Whether or not the Fantagraphics publications address any of that,
the presentation is first-class. The Rosa book is slightly larger than the
Barks’ volumes, making Rosa’s hyper-articulate artwork more accessible to the
reader. The coloration team utilises the gradient shading that current comic
book readers have come to expect, which also contributes to accessibility.
Rosa’s
European fanbase is substantial, but he remains all but unknown on this
continent so fixated with men-in-tights-and-gals-in-less. Here’s hoping these
publications bring some correction to that trend.
Further reading: Rosa's wiki; my appreciation of Carl Barks; my appreciation of Floyd Gottfredson; Fantagraphics website.
3 comments:
When I tepidly latched on to resurgent Barks appreciation (not that I realized that's what was happening) twenty-odd years ago, I have to admit, I saw the Rosa stories in the backs of the few comics I picked up as a diminishment more than a continuation of the legacy. Kind of a pathetic arrogance for a twenty-something kid with no real knowledge of the Barks catalogue. In my mind, the days of Barkses was over (true enough, in a way), and the publishers who wanted to keep profiting from what guys like him had created were padding their reprint books with inferior filler. At the same time — arrogance plus naivete — for a little while there I imagined myself the sort of natural talent who might wander through the door they'd opened for a Rosa. Enough that I tried my hand at copying a page or two of a Barks story. Still have that somewhere, boxed away, I think. I didn't have staying power with it — wasn't so in love with Barks, really, for one thing, and had enough sense to see that it would take a lot of effort to accomplish something in a publishing market I didn't know anything about, for another. Would've done me a lot of good to have someone show me (if I'd been able to listen, which is questionable) that the door was only open to a Rosa because there was a Rosa, a guy whose by-then many years of devotion to the older material could impel him from early mediocrity, through all the effort I wasn't prepared to undertake, to standing as his generation's own ‘good duck artist.’

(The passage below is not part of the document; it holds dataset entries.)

PR #166447, opened 2025-10-28
[ez] Print some more test timing info in the logs

clee2000:
You can just subtract timestamps, but this makes it easier

### DIFF
--- a/test/run_test.py
+++ b/test/run_test.py
@@ -1826,13 +1826,13 @@ def run_test_module(
         test_name = test.name
 
         # Printing the date here can help diagnose which tests are slow
-        start = datetime.now()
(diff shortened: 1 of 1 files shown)


test/run_test.py
```diff
@@ -1826,9 +1826,14 @@ def run_test_module(
         test_name = test.name
 
         # Printing the date here can help diagnose which tests are slow
-        print_to_stderr(f"Running {str(test)} ... [{datetime.now()}]")
+        start = datetime.now()
```
Skylion007: Use a monotonic, high resolution clock like time.perf_counter()

Skylion007 (approved):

Anyway, one of these days I'd like to look through that volume there.
When I retrieved the old Rosa books from the basement and contrasted the pulp comics to the Fantagraphics format, I was struck by how much more vivid the latter was. Rosa's art really suffered by the compression of the 8X10 format -- all those fine lines turn dense, and the energy from frame to frame comes close to stalling. It seems to me Gladstone moved to a larger magazine format within a few years to better serve his work.
Having said that, Rosa himself is ambivalent about the early stories, and especially his artwork, which he considers amateur. I'm not at all familiar with his later stuff -- by the time the 90s rolled around I was all but finished with comics -- so I'm terrifically curious about the forthcoming volumes. I consider the pages in this one pretty spanky.
Re: Rosa's saturation in Barks' ducks: I don't know if you read his Why I Quit, but he states he couldn't get excited about other stories, possibly involving some character of his own invention, because the characters would not be ones he grew up with. "I'm a fan," he says -- a simple, rather elegant admission.
No, I'd read a little about him and looked at some pre-duck cartoons that come up on Google, but nothing in the way of personal account. That was well worth the read. Thank you.
Re. print quality, yes, aside from online images I've only seen the pulp-quality stuff. My impression of the drawings has to be the worse for that.